Problem details:
Every line of the records below from the line with "jparklev: These labels" up to and including the line with "fedealconada: I didn't" must be reproduced exactly, and no line outside that range.

Information supplied Block Start

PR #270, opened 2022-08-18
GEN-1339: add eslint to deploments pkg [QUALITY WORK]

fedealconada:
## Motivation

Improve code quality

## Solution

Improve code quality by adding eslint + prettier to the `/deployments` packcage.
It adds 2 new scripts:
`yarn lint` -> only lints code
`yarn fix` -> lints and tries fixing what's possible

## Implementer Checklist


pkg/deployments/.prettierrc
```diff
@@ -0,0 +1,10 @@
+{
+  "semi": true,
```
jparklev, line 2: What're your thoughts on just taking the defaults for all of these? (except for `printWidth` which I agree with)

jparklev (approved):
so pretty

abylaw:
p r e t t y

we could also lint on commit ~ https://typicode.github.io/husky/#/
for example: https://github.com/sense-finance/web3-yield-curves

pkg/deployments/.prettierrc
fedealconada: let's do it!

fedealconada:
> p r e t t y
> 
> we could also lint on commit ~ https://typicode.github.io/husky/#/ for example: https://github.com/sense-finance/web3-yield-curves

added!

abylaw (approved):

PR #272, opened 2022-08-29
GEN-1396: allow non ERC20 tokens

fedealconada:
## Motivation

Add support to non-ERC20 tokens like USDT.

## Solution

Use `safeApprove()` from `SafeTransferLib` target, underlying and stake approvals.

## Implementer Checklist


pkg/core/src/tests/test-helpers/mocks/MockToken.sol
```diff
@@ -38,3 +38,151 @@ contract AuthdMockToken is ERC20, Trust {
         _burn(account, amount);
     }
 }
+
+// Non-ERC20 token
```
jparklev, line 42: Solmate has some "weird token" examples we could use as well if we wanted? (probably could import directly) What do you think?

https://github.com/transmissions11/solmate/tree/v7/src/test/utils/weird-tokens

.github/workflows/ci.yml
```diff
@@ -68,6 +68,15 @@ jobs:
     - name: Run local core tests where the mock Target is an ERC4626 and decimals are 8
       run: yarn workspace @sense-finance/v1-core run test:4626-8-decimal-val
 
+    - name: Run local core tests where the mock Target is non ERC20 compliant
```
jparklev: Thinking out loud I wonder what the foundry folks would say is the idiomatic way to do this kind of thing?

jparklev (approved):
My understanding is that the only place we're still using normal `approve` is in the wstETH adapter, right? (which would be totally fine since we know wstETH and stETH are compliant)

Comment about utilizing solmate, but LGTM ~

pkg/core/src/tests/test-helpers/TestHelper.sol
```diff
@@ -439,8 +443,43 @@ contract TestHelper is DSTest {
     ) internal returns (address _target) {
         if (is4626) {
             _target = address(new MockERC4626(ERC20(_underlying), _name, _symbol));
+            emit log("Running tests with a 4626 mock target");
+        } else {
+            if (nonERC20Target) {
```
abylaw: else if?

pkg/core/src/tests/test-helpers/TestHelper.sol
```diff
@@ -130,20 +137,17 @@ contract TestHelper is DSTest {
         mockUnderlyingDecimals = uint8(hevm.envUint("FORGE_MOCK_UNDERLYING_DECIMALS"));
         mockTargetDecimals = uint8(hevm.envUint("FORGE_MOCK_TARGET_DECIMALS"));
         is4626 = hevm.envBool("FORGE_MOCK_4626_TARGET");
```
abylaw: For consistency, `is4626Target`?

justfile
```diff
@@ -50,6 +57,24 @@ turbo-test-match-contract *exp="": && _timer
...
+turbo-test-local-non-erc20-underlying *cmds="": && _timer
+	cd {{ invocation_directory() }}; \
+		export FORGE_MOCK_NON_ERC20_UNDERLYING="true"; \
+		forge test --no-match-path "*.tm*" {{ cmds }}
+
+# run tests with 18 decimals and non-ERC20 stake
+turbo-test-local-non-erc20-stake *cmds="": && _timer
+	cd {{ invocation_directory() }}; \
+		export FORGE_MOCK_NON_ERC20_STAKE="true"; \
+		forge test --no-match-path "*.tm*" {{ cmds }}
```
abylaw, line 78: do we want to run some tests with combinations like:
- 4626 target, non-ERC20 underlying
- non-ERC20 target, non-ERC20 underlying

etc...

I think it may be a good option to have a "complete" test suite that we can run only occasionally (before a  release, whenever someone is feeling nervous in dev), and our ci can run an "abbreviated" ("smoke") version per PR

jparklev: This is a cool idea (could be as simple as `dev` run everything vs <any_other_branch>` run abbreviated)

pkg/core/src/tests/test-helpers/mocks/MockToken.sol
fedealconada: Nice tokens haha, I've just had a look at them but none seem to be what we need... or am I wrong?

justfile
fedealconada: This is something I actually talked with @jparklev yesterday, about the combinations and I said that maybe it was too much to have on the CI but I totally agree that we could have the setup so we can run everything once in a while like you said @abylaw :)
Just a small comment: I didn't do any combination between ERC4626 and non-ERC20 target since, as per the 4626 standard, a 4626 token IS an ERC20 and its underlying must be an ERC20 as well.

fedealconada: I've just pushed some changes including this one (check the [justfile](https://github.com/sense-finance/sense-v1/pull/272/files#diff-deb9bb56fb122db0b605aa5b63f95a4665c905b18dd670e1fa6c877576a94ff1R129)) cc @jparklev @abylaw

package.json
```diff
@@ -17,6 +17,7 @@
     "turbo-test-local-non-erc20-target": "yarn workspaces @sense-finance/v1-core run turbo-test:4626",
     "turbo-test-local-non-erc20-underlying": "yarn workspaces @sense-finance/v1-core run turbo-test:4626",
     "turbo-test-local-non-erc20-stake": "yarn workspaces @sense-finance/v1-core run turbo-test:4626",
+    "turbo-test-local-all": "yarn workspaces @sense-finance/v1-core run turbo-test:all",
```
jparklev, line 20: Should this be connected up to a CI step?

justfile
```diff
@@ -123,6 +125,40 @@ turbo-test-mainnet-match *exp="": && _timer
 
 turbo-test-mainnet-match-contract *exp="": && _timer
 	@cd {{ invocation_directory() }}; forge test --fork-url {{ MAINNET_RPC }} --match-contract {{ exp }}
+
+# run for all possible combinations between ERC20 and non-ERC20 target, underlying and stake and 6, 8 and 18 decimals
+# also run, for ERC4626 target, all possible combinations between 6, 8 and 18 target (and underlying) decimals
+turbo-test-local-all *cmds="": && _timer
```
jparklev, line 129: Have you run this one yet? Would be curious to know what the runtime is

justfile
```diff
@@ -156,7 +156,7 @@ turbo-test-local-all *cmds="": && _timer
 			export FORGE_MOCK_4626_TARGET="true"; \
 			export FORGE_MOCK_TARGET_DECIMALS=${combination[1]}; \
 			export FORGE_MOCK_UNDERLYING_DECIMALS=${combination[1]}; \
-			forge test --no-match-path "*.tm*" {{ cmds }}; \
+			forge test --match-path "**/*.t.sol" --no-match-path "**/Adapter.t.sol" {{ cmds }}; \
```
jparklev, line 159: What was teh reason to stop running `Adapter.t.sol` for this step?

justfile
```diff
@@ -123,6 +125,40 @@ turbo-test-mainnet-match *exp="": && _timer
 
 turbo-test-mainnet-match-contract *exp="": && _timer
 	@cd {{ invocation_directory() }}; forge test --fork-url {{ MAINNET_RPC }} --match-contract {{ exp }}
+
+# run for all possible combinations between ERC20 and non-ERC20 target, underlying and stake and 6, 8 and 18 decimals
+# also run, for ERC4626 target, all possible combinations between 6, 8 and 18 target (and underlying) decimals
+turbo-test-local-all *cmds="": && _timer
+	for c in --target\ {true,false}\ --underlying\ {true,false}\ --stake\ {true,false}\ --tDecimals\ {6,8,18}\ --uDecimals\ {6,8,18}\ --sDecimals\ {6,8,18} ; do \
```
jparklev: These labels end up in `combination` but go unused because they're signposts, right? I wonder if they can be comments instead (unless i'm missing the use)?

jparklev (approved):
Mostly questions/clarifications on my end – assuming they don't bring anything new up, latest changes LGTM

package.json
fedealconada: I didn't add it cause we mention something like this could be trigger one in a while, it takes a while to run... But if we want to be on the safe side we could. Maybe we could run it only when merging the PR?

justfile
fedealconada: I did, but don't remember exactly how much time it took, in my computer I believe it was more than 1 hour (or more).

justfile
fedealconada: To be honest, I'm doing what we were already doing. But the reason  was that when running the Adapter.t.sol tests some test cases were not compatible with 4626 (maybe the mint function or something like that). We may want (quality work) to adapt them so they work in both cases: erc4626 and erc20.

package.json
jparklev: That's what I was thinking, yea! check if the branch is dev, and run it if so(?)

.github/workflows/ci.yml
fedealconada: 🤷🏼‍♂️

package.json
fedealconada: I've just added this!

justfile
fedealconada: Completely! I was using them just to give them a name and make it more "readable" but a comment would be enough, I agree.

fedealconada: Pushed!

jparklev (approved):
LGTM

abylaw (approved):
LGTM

Information supplied Block End

Task output:
jparklev: These labels end up in `combination` but go unused because they're signposts, right? I wonder if they can be comments instead (unless i'm missing the use)?

jparklev (approved):
Mostly questions/clarifications on my end – assuming they don't bring anything new up, latest changes LGTM

package.json
fedealconada: I didn't add it cause we mention something like this could be trigger one in a while, it takes a while to run... But if we want to be on the safe side we could. Maybe we could run it only when merging the PR?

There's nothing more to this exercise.